A picture may be with a thousand words, but you can send an entire book in the same amount of space as a single holiday snap at low resolution.
Historically, computationally expensive methods eventually become cheap. In the 1980's, researchers had access to Crays to develop physics model, graphics, etc. requiring lots of floating point math and memory. Meanwhile, for the home computers, game programmers had to implement all their math in fixed point. Nowadays, game engines run the same algorithms that were running on the Crays before.
Same with learning. It's great to use tricks to make models fit on phones. Even better: use tricks to make training new models within the budget of a small academic research lab. That doesn't mean we should invalidate all the work that requires a huge cluster.
But are they? The example in the article describes an incremental improvement in a benchmark in exchange for a massive increasing in training time.
Deep learning has achieved success on a number of tasks that previously computers had been unable to do. Since the initial period of success, it is an area of debate whether deep learning has expanded it's basic area of applicability or whether is has incrementally on it's initial achievements.
And if it is true that deep learning is stuck on just expanding what it's already doing, it might be the fundamental next advance might come from one person with one machine rather than a massive team with a massive machine. Consider that neural nets as a theory had been around since the 1990s if not the 1960s but the fundamental advantage of DL came when grad students could use GPU in the 2010s, not when massively parallel machines came into existence (quite a bit earlier).
Here, the further wrinkle is that moore's law is gradually ending. We won't access to that much more computing power twenty years hence - so making less do more does make sense.
One thing that I can't help wondering, however sci-fi it sounds, is if model simplifications like in this post might lead to models humans can fully understand, which then might lead to new styles of traditional programing - opening up whole new ways of doing things.
> Given the power requirements per card, a back of the envelope estimate put the amount of energy used to train this model at over 3X the yearly energy consumption of the average American.
So what? Training model is the hardest part, then you just reuse results
> First, it hinders democratization. If we believe in a world where millions of engineers are going to use deep learning to make every application and device better, we won’t get there with massive models that take large amounts of time and money to train.
So what? I can't run weather simulation on my laptop.
I doubt anyone is going to want to run a 33GB model on their phone.
So what? I can't run weather simulation on my laptop.
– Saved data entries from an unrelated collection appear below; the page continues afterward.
PR #1266, opened 2026-05-13
Fix gtfn codegen for `_compute_rayleigh_w` by using int literals

yiluchen1066:
The `gtfn` backend does not lower `IntEnum` members referenced inside a `@gtx.field_operator` body — it emits the attribute path verbatim into the generated C++, which fails to compile: 

```
error: use of undeclared identifier 'RayleighType'; did you mean 'rayleigh_type'?
error: member reference base type 'int' is not a structure or union
```

Replace `RayleighType.CLASSIC` and `RayleighType.KLEMP` with bare integer literals. Ans those values stay in sync with `constants.RayleighType`

Regression introduced by PR#1201.


yiluchen1066:
cscs-ci run default

yiluchen1066:
cscs-ci run distributed

model/common/src/icon4py/model/common/metrics/metric_fields.py
```diff
@@ -214,13 +213,13 @@ def _compute_rayleigh_w(
...
     z_sin_diff = maximum(0.0, vct_a - damping_height)
     z_tanh_diff = vct_a_1 - vct_a  # vct_a(1) - vct_a
-    if rayleigh_type == RayleighType.CLASSIC:
+    if rayleigh_type == 1:  # RayleighType.CLASSIC
         rayleigh_w = (
             rayleigh_coeff
             * (sin(pi_const / 2.0 * z_sin_diff / maximum(0.001, vct_a_1 - damping_height))) ** 2
         )
 
-    elif rayleigh_type == RayleighType.KLEMP:
```
msimberg, line 223: Does this work instead:
```suggestion
    if rayleigh_type == RayleighType.CLASSIC.value:
        rayleigh_w = (
            rayleigh_coeff
            * (sin(pi_const / 2.0 * z_sin_diff / maximum(0.001, vct_a_1 - damping_height))) ** 2
        )

    elif rayleigh_type == RayleighType.KLEMP.value:
```
?

yiluchen1066: This also worked! thanks! this looks better

model/common/src/icon4py/model/common/metrics/metric_fields.py
```diff
@@ -214,13 +214,13 @@ def _compute_rayleigh_w(
...
     z_tanh_diff = vct_a_1 - vct_a  # vct_a(1) - vct_a
-    if rayleigh_type == RayleighType.CLASSIC:
+    if rayleigh_type == RayleighType.CLASSIC.value:
         rayleigh_w = (
             rayleigh_coeff
             * (sin(pi_const / 2.0 * z_sin_diff / maximum(0.001, vct_a_1 - damping_height))) ** 2
         )
 
-    elif rayleigh_type == RayleighType.KLEMP:
+    elif rayleigh_type ==RayleighType.KLEMP.value:
```
msimberg:
```suggestion
    elif rayleigh_type == RayleighType.KLEMP.value:
```

msimberg (approved):
Looks good to me, modulo the formatting issue.

model/common/src/icon4py/model/common/metrics/metric_fields.py
yiluchen1066: Ohhhh, previously I only tried RayleighType.CLASSIC.value locally. But actually it breaks more than the original.

  ```.value ``` is an attribute access on the enum object. Inside a ```@gtx.field_operator```, GT4Py translates the body to its foast IR for any non-embedded backend, and foast can't
  apply .value to a captured enum object:
```
  MissingAttributeError: Object does not have attribute 'value'
    if rayleigh_type == RayleighType.CLASSIC.value:
```

  It only looks fine locally because the embedded backend (the --backend default) runs the operator as plain Python — that's why CI's diffusion tests still errored. So:

  - RayleighType.CLASSIC → only gtfn C++ codegen fails
  - .value → foast fails → breaks roundtrip and gtfn
  - 1 / 2 → works everywhere

  GT4Py can't constant-fold enum attribute access in field operators today, so I went with bare literals + a NOTE comment pinning them to constants.RayleighType.

msimberg: Sad :( thanks for checking! Then we stick with the other version for now...

msimberg (approved):

yiluchen1066:
cscs-ci run default

yiluchen1066:
cscs-ci run distributed

yiluchen1066:
cscs-ci run default

yiluchen1066:
cscs-ci run distributed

You only need to run the weather simulation once and then broadcast your forecast to everyone’s devices. You can’t do that with NLP. In order to be useful, NLP models need to run on different input data for every user. With a giant 33GB model, that means round-tripping to the data centre.
If you have to run everything in the cloud, your applications are limited. The cost is also very high, given that there are way more user devices than servers in the world. That means you need to build more data centres if you plan to run these giant models for every application you want to offer your users.
Why not? Many modern phones have upwards of 512GB of storage. 33 GB for a useful model seems entirely reasonable to me.
The training cost is more important than you think as well. To train a model normally requires 10's or 100's of experiments, meaning that we are consuming 30 -> 3k people's carbon, and the application of the model is typically narrow, so we end up doing 4 or 5 projects per year per group... meaning that we could spend 10's of k carbon per team to produce $10m's benefit. I wonder if we can justify this at all?
A great article on it: https://www.johndcook.com/blog/2011/06/21/how-to-fit-an-elep...
Sounds like particle colliders and Big Science in general.